Offshore financial centres (OFCs) have taken a bashing in the press in the last few days following the Mossack Fonseca leaks.
But the truth is that the major OFCs are extremely well regulated and have been so for many years. It is far harder to set up a company in Jersey than in the UK, for instance, because of its rigorous “know your client” rules. It is therefore wrong to judge the whole of the offshore industry on the actions of a single firm in Panama.
All the major OFCs comply with international rules on money laundering, tax information exchange and corporate governance. In fact, most people use companies in OFCs for quite mundane, non-tax reasons. If you are trading or investing internationally, an offshore company is an essential building block for your business.
One huge attraction is the excellent legal systems and experienced professionals in the legal, fiduciary and corporate governance sectors. Experienced business people will tell you that there are certain emerging markets where, under no circumstances, would you want to resolve an investors’ dispute – you would much rather resolve it in a Cayman court where you could be sure of a fair fight.
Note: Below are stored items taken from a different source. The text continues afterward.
Issue #2864, opened 2026-02-20
Anthropic - remove redacted thinking handling


anakin87:
Stems from #2683

Redacted thinking was a Claude 3.7 behavior, removed in Claude 4 models.
> Occasionally Claude’s internal reasoning will be flagged by our safety systems. When this occurs, we encrypt some or all of the thinking block and return it to you as a redacted_thinking block. redacted_thinking blocks are decrypted when passed back to the API, allowing Claude to continue its response without losing context.

Sources:
- https://platform.claude.com/docs/en/build-with-claude/extended-thinking
- https://docs.aws.amazon.com/bedrock/latest/userguide/claude-messages-thinking-encryption.html (here the removal is explicitly specified)

Handling redacted thinking makes our code more complex. Now that 3.7 models are retired, we should consider simplifying the code.

PR #2998, opened 2026-03-20
chore: drop redacted thinking support for AmazonBedrockChatGenerator

tstadel:
### Related Issues

- partially fixes https://github.com/deepset-ai/haystack-core-integrations/issues/2864

### Proposed Changes:
- simplify reasoning parsing
- update models for integration tests (some were marked as legacy and couldn't be accessed anymore)

### How did you test it?
- added/adjusted tests

### Checklist

### DIFF
--- a/integrations/amazon_bedrock/tests/test_chat_generator.py
+++ b/integrations/amazon_bedrock/tests/test_chat_generator.py
@@ -744,12 +744,16 @@ class TestAmazonBedrockChatGeneratorInference:
             model=model_name,
             generation_kwargs={
                 "maxTokens": 8192,
-                **({
-                    "thinking": {
-                        "type": "enabled",
-                        "budget_tokens": 1024,
+                **(
+                    {
+                        "thinking": {
+                            "type": "enabled",
+                            "budget_tokens": 1024,
+                        }
                     }
-                } if "claude" in model_name else {})
+                    if "claude" in model_name
+                    else {}
+                ),
             },
         )
         results = component.run(messages=initial_messages)
@@ -767,12 +771,16 @@ class TestAmazonBedrockChatGeneratorInference:
             tools=tools,
             generation_kwargs={
                 "maxTokens": 8192,
-                **({
-                    "thinking": {
-                        "type": "enabled",
-                        "budget_tokens": 1024,
+                **(
+                    {
+                        "thinking": {
+                            "type": "enabled",
+                            "budget_tokens": 1024,
+                        }
                     }
-                } if "claude" in model_name else {})
+                    if "claude" in model_name
+                    else {}
+                ),
             },
         )
         results = component.run(messages=initial_messages)


integrations/amazon_bedrock/src/haystack_integrations/components/generators/amazon_bedrock/chat/utils.py
```diff
@@ -583,15 +583,20 @@ def _convert_event_to_streaming_chunk(
...
-            reasoning_text = reasoning_content.get("text", "")
+                reasoning_text = "[REDACTED]"
+            elif "signature" in reasoning_content:
+                reasoning_text = ""
             streaming_chunk = StreamingChunk(
                 content="",
                 index=block_idx,
                 reasoning=ReasoningContent(
                     reasoning_text=reasoning_text,
-                    extra={"reasoning_contents": [{"index": block_idx, "reasoning_content": reasoning_content}]},
```
sjrl, line 594: Could you explain why this isn't needed anymore? This info was used when converting a ChatMessage back into the bedrock format. In `_format_reasoning_content` which doesn't look updated here.

integrations/amazon_bedrock/src/haystack_integrations/components/generators/amazon_bedrock/chat/utils.py
```diff
@@ -630,86 +635,6 @@ def _convert_event_to_streaming_chunk(
     return streaming_chunk
 
 
-def _process_reasoning_contents(chunks: list[StreamingChunk]) -> ReasoningContent | None:
-    """
-    Process reasoning contents from a list of StreamingChunk objects into the Bedrock expected format.
-
-    :param chunks: List of StreamingChunk objects potentially containing reasoning contents.
-
-    :returns: List of Bedrock formatted reasoning content dictionaries
```
sjrl, line 639: I see you've removed this but previously this was needed since bedrock could return multiple reasoning content blocks. 

It seems now we are assuming bedrock can only ever return one content block? Is that correct?

integrations/amazon_bedrock/src/haystack_integrations/components/generators/amazon_bedrock/chat/utils.py
tstadel: That's a good one. ~~Looks like _format_reasoning_content is not covered by tests.~~ Will add that.

tstadel: For the next comment, we are adding only exactly one reasoning_content here (per chunk).

integrations/amazon_bedrock/src/haystack_integrations/components/generators/amazon_bedrock/chat/utils.py
tstadel: As we saw above we only added exactly one reasoning_content per chunk to chunk.reasoning.extra["resoning_content"]. As far as I can see the code there's no other way there could be multiple ones. Am I missing something?

integrations/amazon_bedrock/src/haystack_integrations/components/generators/amazon_bedrock/chat/utils.py
```diff
@@ -291,22 +291,23 @@ def _repair_tool_result_messages(bedrock_formatted_messages: list[dict[str, Any]
...
-        formatted_contents.append(formatted_content)
-    return formatted_contents
+    formatted_content = {
+        "reasoningContent": {
+            "reasoningText": {
+                "text": reasoning_content.reasoning_text,
+                **({"signature": reasoning_content.extra["signature"]} if reasoning_content.extra.get("signature") else {}),
+            }
+        }
+    }
```
tstadel, line 313: format according to https://docs.aws.amazon.com/bedrock/latest/userguide/conversation-inference-call.html ~~(before we dind't have signature correclty positioned)
I'll add a integration test to verify~~

tstadel:
@sjrl Ok, I've been missing quite a lot. Thanks for notifying. There's no fundamental functional improvement to the previous version left (only the trace is also applied for async streaming). 
The PR is now merely a complexity reduction by getting rid of the redacted handling that died with Claude 3.7.

integrations/amazon_bedrock/src/haystack_integrations/components/generators/amazon_bedrock/chat/utils.py
tstadel: Previously it was also correct, just wrapped into the "reasoning_contents" list. Note that signature was implicitly handled by the whole "reasoning_text/reasoningText" object.

integrations/amazon_bedrock/tests/test_chat_generator_utils.py
```diff
@@ -445,19 +387,24 @@ def test_format_textual_assistant_message(self):
...
-                    ]
+                    "signature": "reasoning_signature",
                 },
             ),
         )
         formatted_message = _format_textual_assistant_message(assistant_message)
         assert formatted_message == {
             "role": "assistant",
             "content": [
-                {"reasoningContent": {"reasoningText": "This is the reasoning behind the message."}},
```
tstadel, line 460: This one was actually misleading as in reality it'd be 
`{"reasoningContent": {"reasoningText": {"text": "This is the reasoning behind the message."}}},`

integrations/amazon_bedrock/src/haystack_integrations/components/generators/amazon_bedrock/chat/utils.py
```diff
@@ -492,23 +491,25 @@ def _parse_completion_response(response_body: dict[str, Any], model: str) -> lis
...
+            reasoning_extra = {}
             reasoning_text = ""
-            for content in reasoning_contents:
-                if "reasoning_text" in content["reasoning_content"]:
-                    reasoning_text += content["reasoning_content"]["reasoning_text"]["text"]
-                elif "redacted_content" in content["reasoning_content"]:
-                    reasoning_text += "[REDACTED]"
+            if reasoning_content:
+                if "redacted_content" in reasoning_content:
+                    reasoning_text = "[REDACTED]"
```
sjrl: Since we are removing redacted support since Sonnet 3.7 was retired do we need this if statement anymore?

integrations/amazon_bedrock/src/haystack_integrations/components/generators/amazon_bedrock/chat/utils.py
sjrl: Right the reason it was wrapped in a list and provided a block_idx was to reassamble the correct reasoning content blocks at this stage. Since it was possible the reasoning content was actually split up into multiple content blocks. E.g. I believe it was technically possible to get something like `reasoning_text` --> `redacted_content` --> `reasoning_text`. 

So I don't think it's possible or a worry now but before I think we were being defensive since their API technically allowed it.

integrations/amazon_bedrock/src/haystack_integrations/components/generators/amazon_bedrock/chat/utils.py
```diff
@@ -583,15 +584,20 @@ def _convert_event_to_streaming_chunk(
...
         elif "reasoningContent" in delta:
             reasoning_content = delta["reasoningContent"]
-            if "redactedContent" in reasoning_content:
+            if "text" in reasoning_content:
+                reasoning_text = reasoning_content.pop("text", "")
+            elif "redactedContent" in reasoning_content:
+                # redactedContent was only used for Claude 3.7 which is marked as legacy
                 reasoning_content["redacted_content"] = reasoning_content.pop("redactedContent")
-            reasoning_text = reasoning_content.get("text", "")
+                reasoning_text = "[REDACTED]"
```
sjrl: Same question here can we go ahead and fully remove this since Sonnet 3.7 was retired in Feb of 2026? https://platform.claude.com/docs/en/about-claude/model-deprecations

integrations/amazon_bedrock/src/haystack_integrations/components/generators/amazon_bedrock/chat/utils.py
tstadel: Not really, I left it as a safety-net in case there's still some bedrock model emitting `redactedContent`. We could also log a warning instead.

integrations/amazon_bedrock/src/haystack_integrations/components/generators/amazon_bedrock/chat/utils.py
tstadel: Jep, let me know if we should still have some warning, etc. Otherwise I'll remove it.

sjrl: If you could update the PR name to reflect that this is being dropped that should be enough. The PR name get's pulled into our automatic release notes. Since the model is deprecated anyway I think we would only need a minor release version bump.

integrations/amazon_bedrock/src/haystack_integrations/components/generators/amazon_bedrock/chat/utils.py
sjrl: Is there any chance that an existing bedrock model would still do this?

integrations/amazon_bedrock/src/haystack_integrations/components/generators/amazon_bedrock/chat/utils.py
tstadel: done

integrations/amazon_bedrock/src/haystack_integrations/components/generators/amazon_bedrock/chat/utils.py
tstadel: I don't think so. I also double checked bedrock guardrails, but they also don't use it.

sjrl: okay let's go ahead and drop

tstadel: done

integrations/amazon_bedrock/tests/test_chat_generator.py
```diff
@@ -13,42 +13,47 @@
 
 CLASS_TYPE = "haystack_integrations.components.generators.amazon_bedrock.chat.chat_generator.AmazonBedrockChatGenerator"
 MODELS_TO_TEST = [
-    "anthropic.claude-3-5-sonnet-20240620-v1:0",
-    "cohere.command-r-plus-v1:0",
```
sjrl, line 17: Could you mention why all cohere models were dropped?

integrations/amazon_bedrock/tests/test_chat_generator.py
```diff
@@ -13,42 +13,47 @@
...
 
 MODELS_TO_TEST_WITH_THINKING = [
-    "us.anthropic.claude-3-7-sonnet-20250219-v1:0",
-    "us.anthropic.claude-sonnet-4-20250514-v1:0",
+    "global.anthropic.claude-sonnet-4-6",
+]
+
+MODELS_TO_TEST_WITH_THINKING_TOOLS_STREAMING = [
+    "global.anthropic.claude-sonnet-4-6",
 ]
```
sjrl, line 59: These are the same, could we just reuse `MODELS_TO_TEST_WITH_THINKING` instead of adding `MODELS_TO_TEST_WITH_THINKING_TOOLS_STREAMING`

integrations/amazon_bedrock/tests/test_chat_generator.py
tstadel: They are legacy: 
image
Interestingly this is nowhere documented, neither as active, EoL, or Legacy under https://docs.aws.amazon.com/bedrock/latest/userguide/model-lifecycle.html

integrations/amazon_bedrock/tests/test_chat_generator.py
tstadel: Ok, added deepseek r1 to thinking, so these two are now actually different as deepseek r1 does not support tool calls.

integrations/amazon_bedrock/tests/test_chat_generator.py
sjrl: thanks for digging! And odd, I would have thought they would bring in the new ones ...

PR #3014, opened 2026-03-22
feat: Add support for Azure `TokenCredentials` to `AzureAISearchDocumentStore`

### LINKED ISSUE #1549: feat: support azure.identity.DefaultAzureCredential in AzureAISearchDocumentStore
Referring to https://github.com/deepset-ai/haystack/issues/8952 and https://github.com/deepset-ai/haystack/pull/9012, the same logic for àzure.identity.DefaultAzureCredential` layered authentication applies to `haystack_integrations.document_stores.azure_ai_search.AzureAISearchDocumentStore`

Same solution applied in https://github.com/deepset-ai/haystack/pull/9012

See https://github.com/deepset-ai/haystack/issues/8952

maxdswain:
### Related Issues

- fixes #1549

### Proposed Changes:

 
 
Add new `azure_token_provider` parameter to `AzureAISearchDocumentStore` allowing users to authenticate using `azure.identity.ClientSecretCredential`, `azure.identity.ManagedIdentityCredential` as well as their own class that matches the `TokenCredentials` protocol. Looking at what was implemented in https://github.com/deepset-ai/haystack/pull/9012, I saw that the token provider took priority, over the API key so I made this the case in this change as well.

### How did you test it?

I didn't add any tests as I don't changes are significant enough to require any.

### Notes for the reviewer

I wasn't sure on how to serialise the `azure_token_provider` parameter as it's important to accept both `azure.identity` objects as well as custom user-defined objects. This mean that I didn't want to have to enforce `to_dict`/`from_dict` in a protocol as this would mean `azure.identity` objects wouldn't be able to be used directly and would require more work from the user to implement.

I also looked into trying to write a automatic serialiser/deserialiser but as the protocol does not specify types/arguments for the `__init__` method, it would be difficult as objects could be defined by the user that were not easily serialisable or secrets could accidentally be serialised which is a security risk.

All things considered I decided to instead add a warning when a user tries to serialise `AzureAISearchDocumentStore` when `azure_token_provider` has been defined. This seemed like the best solution to me, but happy to get any feedback :)

### Checklist


integrations/azure_ai_search/src/haystack_integrations/document_stores/azure_ai_search/document_store.py
```diff
@@ -121,6 +121,7 @@ def __init__(
         metadata_fields: dict[str, SearchField | type] | None = None,
         vector_search_configuration: VectorSearch | None = None,
         include_search_metadata: bool = False,
+        azure_token_provider: TokenCredential | None = None,
```
bogdankostic: I'd rename this to `azure_token_credential`.

integrations/azure_ai_search/src/haystack_integrations/document_stores/azure_ai_search/document_store.py
```diff
@@ -155,6 +156,8 @@ def __init__(
             in the returned documents. When set to True, the `meta` field of the returned
             documents will contain the @search.score, @search.reranker_score, @search.highlights,
             @search.captions, and other fields returned by Azure AI Search.
+        :param azure_token_provider: A class with a `get_token` method that returns an Azure token,
+            will be invoked on every request.
```
bogdankostic:
```suggestion
        :param azure_token_credential: An Azure `TokenCredential` instance used to authenticate requests.
    When provided, this takes priority over `api_key`.
```

integrations/azure_ai_search/src/haystack_integrations/document_stores/azure_ai_search/document_store.py
```diff
@@ -315,6 +324,12 @@ def to_dict(self) -> dict[str, Any]:
         :returns:
             Dictionary with serialized data.
         """
+        if self._azure_token_provider:
+            logger.warning(
+                "`azure_token_provider` was used in initialization of AzureAISearchDocumentStore, "
+                "but does not support serializing it."
```
bogdankostic:
```suggestion
                "AzureAISearchDocumentStore was initialized with `azure_token_provider`, "
                "which cannot be serialized. It will be excluded from the serialized output "
                "and must be provided again when deserializing."
```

Furthermore, try listing a Nigerian company, for example, on the London Stock Exchange – it’s virtually impossible. However, there are dozens of British Virgin Islands, Cayman and Jersey companies listed, which demonstrates that their standards of corporate governance, due diligence and investor protection are extremely high.
Another reason for using an OFC is the bi-lateral treaties many of them have entered into with other countries. Mauritius, for instance, has excellent treaties with India and as a consequence it is now the world’s most important financial gateway to the sub-continent. Hong Kong, for similar reasons, is the gateway into China, and Barbados, which is part of Caricom, is the gateway into the Caribbean nations.
The press often obsesses over the fact that many OFCs have zero or low rates of corporation tax and concludes that those businesses are therefore avoiding all tax. This is simply not true, as virtually every country in which an offshore company would wish to trade or invest will impose taxes on locally-sourced profits, normally enforced by way of withholding taxes (anything up to 35 per cent) on dividends, royalties, rents, interest and other payments abroad. That’s one layer of tax.
In addition, the home jurisdiction of the shareholder of the offshore company will invariably tax that income either when it reaches the offshore company (using so-called “controlled foreign corporation” rules) or when it is extracted. That’s the second layer of tax. So what the OFC does is ensure that either there is no third layer of tax or, if there is, that it’s as modest as possible.
A bank account in the British Virgin Islands, Jersey or Panama is no more “secret” than a bank account in the UK. There is disclosure to law enforcement agencies of the beneficial ownership of companies in all the OFCs; although there is no publicly accessible register, nor is there one in 27 out of 28 of the EU member states.
OFCs are a vital part of our globalised world – without them international trade and investment would seriously suffer, global GDP would be lower, and the world would be a poorer place. It is important this is not forgotten when people clamour for the “tax havens” to be closed down.